Defendant asserts that Andrew's report could be discounted for the same reasons the ALJ rejected Plaintiff's testimony. Dkt. #16 at 18. But the ALJ erred in rejecting Plaintiff's testimony. Moreover, the Court "cannot affirm the decision of [the ALJ] on a ground that the [ALJ] did not invoke in making [his] decision." Pinto v. Massanari, 249 F.3d 840, 847 (9th Cir. 2001).
F. The Decision to Remand for Further Proceedings or an Award of Benefits.
Having considered the record as a whole, the Court concludes that Defendant's decision denying benefits should be reversed because it is based on legal error and is not supported by substantial evidence. See Ryan v. Comm'r of Soc. Sec., 528 F.3d 1194, 1198 (2008).

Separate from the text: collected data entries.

PR #1692, opened 2017-01-19
Fix item.group bug in process.yml

major:
This patch fixes a bug where the `setup-maas.yml` playbook would
fail when checking for `item.group` in the host groups.

Connects rcbops/u-suk-dev#1025


prometheanfire:
looks like another ansible2 bug, probably should have changed in that commit

major:
recheck_ceph

Looks like the Ceph repo servers had a temporary issue.

major:
I'll go ahead and merge since this has two positive reviews.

This Circuit has held that evidence should be credited as true, and an action remanded for an award of benefits, where (1) the ALJ has failed to provide legally sufficient reasons for rejecting evidence, (2) no outstanding issues remain that must be resolved before a determination of disability can be made, and (3) it is clear from the record that the ALJ would be required to find the claimant disabled were the rejected evidence credited as true. See, e.g., Varney v. Sec'y of HHS, 859 F.2d 1396, 1400 (9th Cir. 1988); Smolen v. Chater, 80 F.3d 1273, 1292 (9th Cir. 1996); Benecke v. Barnhart, 379 F.3d 587, 593 (9th Cir. 2004); Orn v. Astrue, 495 F.3d 625, 640 (9th Cir. 2007).

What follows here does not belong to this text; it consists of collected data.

PR #1704, opened 2017-01-20
Document scripts in scripts directory

alextricity25:
This is only part of the work that is being done here:
Connects https://github.com/rcbops/u-suk-dev/issues/833


alextricity25:
recheck_ceph

alextricity25:
TODO: convert to RST

scripts/deploy.sh
```diff
@@ -168,9 +168,6 @@ if [[ ! -f /etc/openstack_deploy/user_osa_secrets.yml ]] && [[ -f /etc/openstack
   mv /etc/openstack_deploy/user_secrets.yml /etc/openstack_deploy/user_osa_secrets.yml
 fi
 
-# update the RPC-O secrets
```
prometheanfire: what's with this stuff, if this is just docs

scripts/README.rst
```diff
@@ -0,0 +1,145 @@
...
+toggled on or off. Please follow the same pattern outlined in this
+script, and enclose any instructions specific to deploying the new
+feature with a conditional similar to what is done
+`here <https://github.com/rcbops/rpc-openstack/blob/master/scripts/deploy.sh#L226>`__
+for ceph.
+
+f5-config.py
+------------
+
+NOTE: The f5-config.py script is currently being reworked as part of
```
prometheanfire: Not sure if we should include info like this that is rapidly changing

scripts/README.rst
```diff
@@ -0,0 +1,145 @@
...
+---------------
+
+Is used by our tox tests, which are run by the travis ci, to check the
+python scripts used in RPCO are pep8 compliant. This script is invoked
+`here <https://github.com/rcbops/rpc-openstack/blob/master/tox.ini#L39>`__
+
+migrate-yaml.py
+---------------
+
+TODO: (alextricity25) Remove this in the master and newton-14.0 branches
```
prometheanfire: Don't think this is the right place for a TODO, should make a backlogged issue instead

scripts/README.rst
alextricity25: I'll make this a part of https://github.com/rcbops/u-suk-dev/issues/836 and add a note there

scripts/README.rst
alextricity25: Good point. I'm going to bring this up in https://github.com/rcbops/u-suk-dev/issues/802 as it seems fitting for that card.

alextricity25:
@prometheanfire I have addressed your feedback. Thanks for the review!

alextricity25:
Backport for this is https://github.com/rcbops/rpc-openstack/pull/1735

The VA found Plaintiff to be 100 percent disabled as of March 1, 2006. Tr. 186-193. Dr. Lemmon opined in February 2007 that Plaintiff's impairments preclude her from performing even sedentary work on a regular basis. That opinion is consistent with the reports completed by Plaintiff and her son in July 2007. Tr. 117-32. Plaintiff testified at the hearing that she needs to lay down for at least one hour several times each day. Tr. 32.
Plaintiff argues that after applying the credit-as-true rule to the improperly discredited evidence, no outstanding issue remains to be resolved before determining that she is entitled to benefits for the period between September 27, 2006, the alleged onset disability date, and May 18, 2008, the date of disability found by the ALJ. Dkt. ##14 at 33-34, 17 at 11-12. Defendant does not respond to that argument or otherwise request a remand for further proceedings.

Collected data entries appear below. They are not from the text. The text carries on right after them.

PR #2186, opened 2017-04-21
remove tasks that are no longer of any value

cloudnull:
The beaver processes were removed from the cluster in mitaka so in
newton+ these tasks no longer server any purpose.

Additionally, the run-upgrade.yml playbook does nothing.


prometheanfire:
Why isn't this merged with all your other stuff into a megapatch, are you sick?

PR #2188, opened 2017-04-21
Removed the gen-facts playbook

cloudnull:
This playbook is slowing down the fact gathering process for targetted
plays. This has been replaced with the playbook keyword, "gather_facts"
which has a value of "true".


cloudnull:
approved by 2 cores, merging.

PR #2189, opened 2017-04-21
Remove the patcher role and playbook

cloudnull:
This role has no purposes at this point. If we need to patch something
in OpenStack then we should do so using a fork. This brings clarity to
any patches that we may need in the future.


cloudnull:
recheck_cit_swift

cloudnull:
recheck_cit_ceph

odyssey4me:
The only time this was used IIRC was for the kilo release in order to patch nova.

alextricity25:
I think it would be good to have a release note here saying that this is being deprecated.

PR #2191, opened 2017-04-21
Remove the ansible.cfg file

cloudnull:
This file creates a global override when playbooks are executed within
this path. Within upstream OSA we use an rc file to control pathing and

Because it is clear that the ALJ would be required to find Plaintiff disabled if her evidence is credited as true, see Benecke, 379 F.3d at 595-96, the Court will remand the case for an award of benefits. See Smolen, 80 F.3d at 1292 (remanding for an award of benefits where "the ALJ's reasons for discrediting Smolen's subjective symptom testimony, the physician's opinions, and the lay testimony were legally insufficient"); Orn, 495 F.3d at 640 (remanding for benefits where the opinions of treating physicians and the plaintiff's own testimony established disability); Frederick v. Astrue, No. 08-6094-TC, 2009 WL 3294891, at *3 (D. Or. Oct. 13, 2009) (remanding for benefits where holding down a full time job would not be possible for someone who needs pain-related rest after limited activity).
Given this ruling, the Court need not address Plaintiff's argument that the ALJ inappropriately applied the vocational grids. See Dkt. #14 at 32-33.
IT IS ORDERED:
1. Defendant's decision denying benefits is reversed.
2. The Clerk is directed to remand the case for an award of benefits.